=== Source material ===

PR #1627, opened 2025-02-19
[#3048] Fix meervoud begeleider niet correct

linssen814:
Changed "Mijn begeleider" to its plural form (i.e. "Mijn begeleiders") to reflect the fact that a citizen can have multiple mentor contacts.

Taiga: https://taiga.maykinmedia.nl/project/open-inwoner/issue/3048

### DIFF
--- a/src/open_inwoner/templates/pages/profile/me.html
+++ b/src/open_inwoner/templates/pages/profile/me.html
@@ -206,12 +206,20 @@
                 {% endif %}
                         <div class="card__body">
                             <div class="ellipsis">
-                                <p class="card__heading-4"><span class="link link__text">{% trans "Mijn begeleider" %}</span></p>
+                                <p class="card__heading-4">
+                                    <span class="link link__text">
+                                        {% if mentor_contacts|length < 2 %}
+                                            {% trans "Mijn begeleider" %}
+                                        {% else %}
+                                            {% trans "Mijn begeleiders" %}
+                                        {% endif %}
+                                    </span>
+                                </p>
                                 {% render_list %}
                                     {% for name in mentor_contact_names %}
                                         {% list_item text=name compact=True strong=False %}
                                     {% empty %}
-                                        <li class="card__text--small">{% trans "U heeft geen gemeentelijke begeleider." %}</li>
+                                        <li class="card__text--small">{% trans "U heeft geen gemeentelijke begeleiders." %}</li>
                                     {% endfor %}
                                 {% endrender_list %}
 


src/open_inwoner/templates/pages/profile/me.html
```diff
@@ -198,12 +198,12 @@ <h2 class="utrecht-heading-2" id="overview">{% trans "Overzicht" %}</h2>
                 {% endif %}
                         <div class="card__body">
                             <div class="ellipsis">
-                                <p class="card__heading-4"><span class="link link__text">{% trans "Mijn begeleider" %}</span></p>
```
jiromaykin, line 209: This task is about what users see in reality, so you will have to account for multiple situations.

1. Make front-end logic so the display shows the single form when there is only 1 mentor, and let it show the plural if there are more
2. Make sure you do a replacement of the entire word begeleider/begeleiders so not just the letter 'S' since it is a translated block (plurals in different languages work differently)
3. Check in the back-end to see if you can get the length of the mentor_contact_names from a proper list (or dictionary) so it acts properly on arguments

So in the front-end you will need to check if this works correctly for **zero and 1** mentor,  and more than 1 mentors (just an example):

```
{% if mentor_contact_names|length < 2 %}
    {% trans "Mijn begeleider" %}
{% else %}
    {% trans "Mijn begeleiders" %}
{% endif %}
```

Or if it's a dictionary/object: something like 

```
{% with mentor_count=mentor_contact_names|length %}
...bla
{% if mentor_count < 2 %}
...bla
```

jiromaykin (changes requested):

src/open_inwoner/templates/pages/profile/me.html
linssen814: I actually considered this, but thought that it could be potentially misleading to display the plural/singular based on the amount of mentors you have, since when you have 0 or 1 mentor, "Mijn begeleider" seems to imply that you can only have 1 mentor even though you can actually have multiple. I guess it does make more sense visually though.

jiromaykin: I am not sure if the multiple is the most common situation; if so, then your solution is indeed correct. 
In these cases it is better to ask in Taiga if the municipality can clarify what they think is better. I can approve either way but would prefer Daan or Bobby to specify the task.

linssen814: I asked the municipality and they do actually prefer your solution so I'll stick to that.

jiromaykin (approved):
Seems to work!
Now all you have to do is:

1. Add the PR link to Github in the Taiga issue/comment as well  (like this for example: https://taiga.maykinmedia.nl/project/open-inwoner/task/3017)
2. For the future: keep the first old commit intact, and only add 1 new one that is named something like "processed codereview for 'meervoud begeleider') after which you can do rebasing etc.

PR #1628, opened 2025-02-19
[#3047] Add option to send confirmation email for creation of klantcontact

pi-sigma:
Taiga: https://taiga.maykinmedia.nl/project/open-inwoner/task/3047


src/open_inwoner/openklant/models.py
```diff
@@ -95,6 +95,15 @@ class ESuiteKlantConfig(SingletonModel):
         default=list,
         validators=[validate_array_contents_non_empty],
     )
+    send_klantcontact_confirmation_email = models.BooleanField(
+        verbose_name=_("Send confirmation email for registration of klantcontact"),
+        default=False,
+        help_text=_(
+            "If enabled, a confirmation email will be sent to the email address specified in the "
+            "contactmoment. If no email is given, the email will be sent to the address of "
+            "the klant."
```
swrichards: With this help text the flag naming seems slightly off to me: `send_klantcontact_confirmation_email` suggests this is about whether to send the email at all, but the help texts suggests it's about which address to use. 

The docs suggest the eSuite flag is about sending the email at all:

```
	
boolean (Verzend bevestigingsmail)
Default: false

Geeft aan of een bevestigingsmail verzonden moet worden naar de klant. De mail wordt verzonden naar het emailadres in de contactgegevens van het contactmoment. Indien deze leeg is naar het emailadres van de Klant. Indien deze ook leeg is, wordt de mail niet verzonden.
```

I forget, is this to do with the fact that will send our own if eSuite does not?

swrichards (approved):
LGTM, but take a look at my comment re naming.

src/open_inwoner/openklant/models.py
pi-sigma: This is indeed about whether the the email is sent at all. At second glance, I agree that my help text isn't the most helpful. I'll rephrase it.

swrichards (approved):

===

● Exercise: Would you please transcribe all of the entries above exactly?

● Response to the task:
PR #1627, opened 2025-02-19
[#3048] Fix meervoud begeleider niet correct

linssen814:
Changed "Mijn begeleider" to its plural form (i.e. "Mijn begeleiders") to reflect the fact that a citizen can have multiple mentor contacts.

Taiga: https://taiga.maykinmedia.nl/project/open-inwoner/issue/3048

### DIFF
--- a/src/open_inwoner/templates/pages/profile/me.html
+++ b/src/open_inwoner/templates/pages/profile/me.html
@@ -206,12 +206,20 @@
                 {% endif %}
                         <div class="card__body">
                             <div class="ellipsis">
-                                <p class="card__heading-4"><span class="link link__text">{% trans "Mijn begeleider" %}</span></p>
+                                <p class="card__heading-4">
+                                    <span class="link link__text">
+                                        {% if mentor_contacts|length < 2 %}
+                                            {% trans "Mijn begeleider" %}
+                                        {% else %}
+                                            {% trans "Mijn begeleiders" %}
+                                        {% endif %}
+                                    </span>
+                                </p>
                                 {% render_list %}
                                     {% for name in mentor_contact_names %}
                                         {% list_item text=name compact=True strong=False %}
                                     {% empty %}
-                                        <li class="card__text--small">{% trans "U heeft geen gemeentelijke begeleider." %}</li>
+                                        <li class="card__text--small">{% trans "U heeft geen gemeentelijke begeleiders." %}</li>
                                     {% endfor %}
                                 {% endrender_list %}
 


src/open_inwoner/templates/pages/profile/me.html
```diff
@@ -198,12 +198,12 @@ <h2 class="utrecht-heading-2" id="overview">{% trans "Overzicht" %}</h2>
                 {% endif %}
                         <div class="card__body">
                             <div class="ellipsis">
-                                <p class="card__heading-4"><span class="link link__text">{% trans "Mijn begeleider" %}</span></p>
```
jiromaykin, line 209: This task is about what users see in reality, so you will have to account for multiple situations.

1. Make front-end logic so the display shows the single form when there is only 1 mentor, and let it show the plural if there are more
2. Make sure you do a replacement of the entire word begeleider/begeleiders so not just the letter 'S' since it is a translated block (plurals in different languages work differently)
3. Check in the back-end to see if you can get the length of the mentor_contact_names from a proper list (or dictionary) so it acts properly on arguments

So in the front-end you will need to check if this works correctly for **zero and 1** mentor,  and more than 1 mentors (just an example):

```
{% if mentor_contact_names|length < 2 %}
    {% trans "Mijn begeleider" %}
{% else %}
    {% trans "Mijn begeleiders" %}
{% endif %}
```

Or if it's a dictionary/object: something like 

```
{% with mentor_count=mentor_contact_names|length %}
...bla
{% if mentor_count < 2 %}
...bla
```

jiromaykin (changes requested):

src/open_inwoner/templates/pages/profile/me.html
linssen814: I actually considered this, but thought that it could be potentially misleading to display the plural/singular based on the amount of mentors you have, since when you have 0 or 1 mentor, "Mijn begeleider" seems to imply that you can only have 1 mentor even though you can actually have multiple. I guess it does make more sense visually though.

jiromaykin: I am not sure if the multiple is the most common situation; if so, then your solution is indeed correct. 
In these cases it is better to ask in Taiga if the municipality can clarify what they think is better. I can approve either way but would prefer Daan or Bobby to specify the task.

linssen814: I asked the municipality and they do actually prefer your solution so I'll stick to that.

jiromaykin (approved):
Seems to work!
Now all you have to do is:

1. Add the PR link to Github in the Taiga issue/comment as well  (like this for example: https://taiga.maykinmedia.nl/project/open-inwoner/task/3017)
2. For the future: keep the first old commit intact, and only add 1 new one that is named something like "processed codereview for 'meervoud begeleider') after which you can do rebasing etc.

PR #1628, opened 2025-02-19
[#3047] Add option to send confirmation email for creation of klantcontact

pi-sigma:
Taiga: https://taiga.maykinmedia.nl/project/open-inwoner/task/3047


src/open_inwoner/openklant/models.py
```diff
@@ -95,6 +95,15 @@ class ESuiteKlantConfig(SingletonModel):
         default=list,
         validators=[validate_array_contents_non_empty],
     )
+    send_klantcontact_confirmation_email = models.BooleanField(
+        verbose_name=_("Send confirmation email for registration of klantcontact"),
+        default=False,
+        help_text=_(
+            "If enabled, a confirmation email will be sent to the email address specified in the "
+            "contactmoment. If no email is given, the email will be sent to the address of "
+            "the klant."
```
swrichards: With this help text the flag naming seems slightly off to me: `send_klantcontact_confirmation_email` suggests this is about whether to send the email at all, but the help texts suggests it's about which address to use. 

The docs suggest the eSuite flag is about sending the email at all:

```
	
boolean (Verzend bevestigingsmail)
Default: false

Geeft aan of een bevestigingsmail verzonden moet worden naar de klant. De mail wordt verzonden naar het emailadres in de contactgegevens van het contactmoment. Indien deze leeg is naar het emailadres van de Klant. Indien deze ook leeg is, wordt de mail niet verzonden.
```

I forget, is this to do with the fact that will send our own if eSuite does not?

swrichards (approved):
LGTM, but take a look at my comment re naming.

src/open_inwoner/openklant/models.py
pi-sigma: This is indeed about whether the the email is sent at all. At second glance, I agree that my help text isn't the most helpful. I'll rephrase it.

swrichards (approved):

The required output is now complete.